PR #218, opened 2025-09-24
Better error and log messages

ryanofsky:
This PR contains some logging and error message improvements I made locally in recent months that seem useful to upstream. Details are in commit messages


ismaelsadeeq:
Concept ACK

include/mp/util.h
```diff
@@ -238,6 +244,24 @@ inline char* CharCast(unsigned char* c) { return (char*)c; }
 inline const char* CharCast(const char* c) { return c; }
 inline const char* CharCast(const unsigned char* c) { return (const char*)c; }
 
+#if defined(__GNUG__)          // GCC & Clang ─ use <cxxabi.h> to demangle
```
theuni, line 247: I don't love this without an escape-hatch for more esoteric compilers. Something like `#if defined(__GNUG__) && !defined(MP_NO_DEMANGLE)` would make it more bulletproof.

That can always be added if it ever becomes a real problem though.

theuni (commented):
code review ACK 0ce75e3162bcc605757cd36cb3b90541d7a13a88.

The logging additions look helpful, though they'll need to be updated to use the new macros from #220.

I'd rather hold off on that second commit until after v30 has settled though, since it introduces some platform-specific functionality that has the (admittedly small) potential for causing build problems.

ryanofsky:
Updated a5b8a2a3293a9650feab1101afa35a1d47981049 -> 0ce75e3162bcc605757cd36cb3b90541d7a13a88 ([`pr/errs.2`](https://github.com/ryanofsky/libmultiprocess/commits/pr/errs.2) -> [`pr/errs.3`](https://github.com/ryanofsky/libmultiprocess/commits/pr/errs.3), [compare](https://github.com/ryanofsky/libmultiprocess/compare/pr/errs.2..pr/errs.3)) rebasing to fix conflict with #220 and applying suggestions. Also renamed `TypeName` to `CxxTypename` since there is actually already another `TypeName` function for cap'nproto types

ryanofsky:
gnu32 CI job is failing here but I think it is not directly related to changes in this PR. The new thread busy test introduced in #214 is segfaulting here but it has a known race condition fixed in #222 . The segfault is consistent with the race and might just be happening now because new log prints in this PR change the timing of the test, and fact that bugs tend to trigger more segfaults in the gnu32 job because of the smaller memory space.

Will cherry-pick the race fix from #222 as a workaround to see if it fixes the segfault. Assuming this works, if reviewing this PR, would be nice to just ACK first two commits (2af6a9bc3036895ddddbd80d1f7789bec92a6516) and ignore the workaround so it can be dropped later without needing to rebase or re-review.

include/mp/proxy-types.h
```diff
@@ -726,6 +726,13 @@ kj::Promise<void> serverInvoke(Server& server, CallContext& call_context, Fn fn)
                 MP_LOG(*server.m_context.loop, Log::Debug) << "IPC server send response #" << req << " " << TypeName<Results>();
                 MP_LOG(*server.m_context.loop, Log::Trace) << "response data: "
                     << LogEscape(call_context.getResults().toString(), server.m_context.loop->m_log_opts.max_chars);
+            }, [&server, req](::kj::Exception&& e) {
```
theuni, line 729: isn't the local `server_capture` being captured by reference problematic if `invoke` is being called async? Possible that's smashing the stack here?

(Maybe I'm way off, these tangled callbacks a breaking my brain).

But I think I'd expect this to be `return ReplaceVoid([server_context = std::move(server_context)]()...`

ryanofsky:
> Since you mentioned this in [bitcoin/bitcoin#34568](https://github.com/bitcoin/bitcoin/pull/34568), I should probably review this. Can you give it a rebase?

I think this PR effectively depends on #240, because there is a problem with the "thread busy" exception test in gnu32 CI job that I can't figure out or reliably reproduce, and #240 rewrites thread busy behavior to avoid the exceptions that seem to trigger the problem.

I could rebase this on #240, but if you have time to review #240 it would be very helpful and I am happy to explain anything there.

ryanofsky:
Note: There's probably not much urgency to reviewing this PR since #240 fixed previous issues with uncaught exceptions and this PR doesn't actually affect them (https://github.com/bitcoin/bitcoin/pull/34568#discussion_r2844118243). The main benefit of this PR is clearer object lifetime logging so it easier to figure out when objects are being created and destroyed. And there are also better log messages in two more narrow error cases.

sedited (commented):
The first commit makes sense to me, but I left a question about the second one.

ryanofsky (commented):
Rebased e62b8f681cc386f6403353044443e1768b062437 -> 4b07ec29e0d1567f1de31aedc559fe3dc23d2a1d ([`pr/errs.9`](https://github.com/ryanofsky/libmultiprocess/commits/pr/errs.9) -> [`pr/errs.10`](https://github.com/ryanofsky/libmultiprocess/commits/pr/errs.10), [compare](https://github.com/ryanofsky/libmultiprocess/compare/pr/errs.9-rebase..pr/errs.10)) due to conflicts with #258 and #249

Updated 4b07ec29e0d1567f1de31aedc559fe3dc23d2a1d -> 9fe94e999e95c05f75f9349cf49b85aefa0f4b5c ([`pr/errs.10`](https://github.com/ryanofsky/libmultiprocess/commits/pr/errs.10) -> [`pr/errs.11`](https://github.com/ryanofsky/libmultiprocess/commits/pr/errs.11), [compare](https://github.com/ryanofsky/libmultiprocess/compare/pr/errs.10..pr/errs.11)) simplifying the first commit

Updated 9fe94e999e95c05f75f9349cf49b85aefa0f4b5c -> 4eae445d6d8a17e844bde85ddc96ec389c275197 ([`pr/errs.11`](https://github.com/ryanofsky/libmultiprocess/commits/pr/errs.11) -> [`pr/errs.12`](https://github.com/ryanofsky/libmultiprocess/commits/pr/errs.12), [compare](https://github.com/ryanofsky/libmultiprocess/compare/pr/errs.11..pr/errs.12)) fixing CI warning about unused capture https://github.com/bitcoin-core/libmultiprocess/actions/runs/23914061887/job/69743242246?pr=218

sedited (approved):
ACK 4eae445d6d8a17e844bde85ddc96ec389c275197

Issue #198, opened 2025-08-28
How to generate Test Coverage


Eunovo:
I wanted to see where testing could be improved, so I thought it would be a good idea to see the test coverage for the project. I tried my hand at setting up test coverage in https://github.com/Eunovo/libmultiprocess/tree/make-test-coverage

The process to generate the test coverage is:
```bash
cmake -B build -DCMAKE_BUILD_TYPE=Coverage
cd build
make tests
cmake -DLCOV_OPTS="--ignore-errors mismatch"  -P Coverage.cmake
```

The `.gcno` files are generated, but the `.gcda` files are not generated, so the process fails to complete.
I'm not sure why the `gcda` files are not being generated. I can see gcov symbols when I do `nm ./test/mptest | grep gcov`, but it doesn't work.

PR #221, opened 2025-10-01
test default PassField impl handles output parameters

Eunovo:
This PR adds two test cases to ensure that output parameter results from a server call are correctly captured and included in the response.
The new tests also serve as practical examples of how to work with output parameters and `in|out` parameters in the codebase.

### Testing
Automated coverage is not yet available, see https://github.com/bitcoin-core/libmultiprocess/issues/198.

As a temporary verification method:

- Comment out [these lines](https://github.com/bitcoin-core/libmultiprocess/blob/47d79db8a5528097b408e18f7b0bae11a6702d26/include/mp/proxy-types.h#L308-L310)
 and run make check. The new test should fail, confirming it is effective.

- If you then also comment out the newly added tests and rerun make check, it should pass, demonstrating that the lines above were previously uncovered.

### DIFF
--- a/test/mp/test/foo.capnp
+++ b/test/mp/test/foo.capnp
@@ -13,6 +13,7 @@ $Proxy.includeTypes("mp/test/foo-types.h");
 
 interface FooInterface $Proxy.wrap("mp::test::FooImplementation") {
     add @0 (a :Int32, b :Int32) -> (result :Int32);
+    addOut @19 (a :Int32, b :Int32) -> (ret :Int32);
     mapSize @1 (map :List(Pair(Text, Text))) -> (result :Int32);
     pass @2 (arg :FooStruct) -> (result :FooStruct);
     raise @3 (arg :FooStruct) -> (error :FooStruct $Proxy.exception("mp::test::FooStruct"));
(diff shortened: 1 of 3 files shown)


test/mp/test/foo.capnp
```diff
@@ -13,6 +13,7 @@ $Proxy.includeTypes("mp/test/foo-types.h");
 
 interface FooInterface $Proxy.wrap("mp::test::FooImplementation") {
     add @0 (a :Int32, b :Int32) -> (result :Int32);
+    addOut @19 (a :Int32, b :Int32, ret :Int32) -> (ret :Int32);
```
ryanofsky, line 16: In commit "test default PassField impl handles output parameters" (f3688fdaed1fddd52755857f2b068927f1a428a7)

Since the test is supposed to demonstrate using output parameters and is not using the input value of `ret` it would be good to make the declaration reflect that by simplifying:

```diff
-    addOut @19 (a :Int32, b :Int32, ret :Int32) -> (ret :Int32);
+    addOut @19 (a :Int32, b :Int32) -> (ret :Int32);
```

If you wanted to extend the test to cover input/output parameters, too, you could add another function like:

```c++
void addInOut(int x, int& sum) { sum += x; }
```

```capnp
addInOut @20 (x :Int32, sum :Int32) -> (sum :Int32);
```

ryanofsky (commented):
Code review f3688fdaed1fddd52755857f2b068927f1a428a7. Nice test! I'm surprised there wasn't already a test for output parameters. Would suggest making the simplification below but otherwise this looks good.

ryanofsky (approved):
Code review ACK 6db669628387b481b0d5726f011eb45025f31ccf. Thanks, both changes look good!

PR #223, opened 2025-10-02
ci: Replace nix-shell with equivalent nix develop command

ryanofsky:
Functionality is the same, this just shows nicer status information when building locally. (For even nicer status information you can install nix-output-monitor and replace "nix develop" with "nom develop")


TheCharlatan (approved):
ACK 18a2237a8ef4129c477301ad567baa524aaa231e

ASSIGNED TASK
Could you transcribe the entries above word for word, from the line with "theuni, line 729: isn't" down to the line with "(Maybe I'm way", keeping both?

THE ANSWER
theuni, line 729: isn't the local `server_capture` being captured by reference problematic if `invoke` is being called async? Possible that's smashing the stack here?

(Maybe I'm way off, these tangled callbacks a breaking my brain).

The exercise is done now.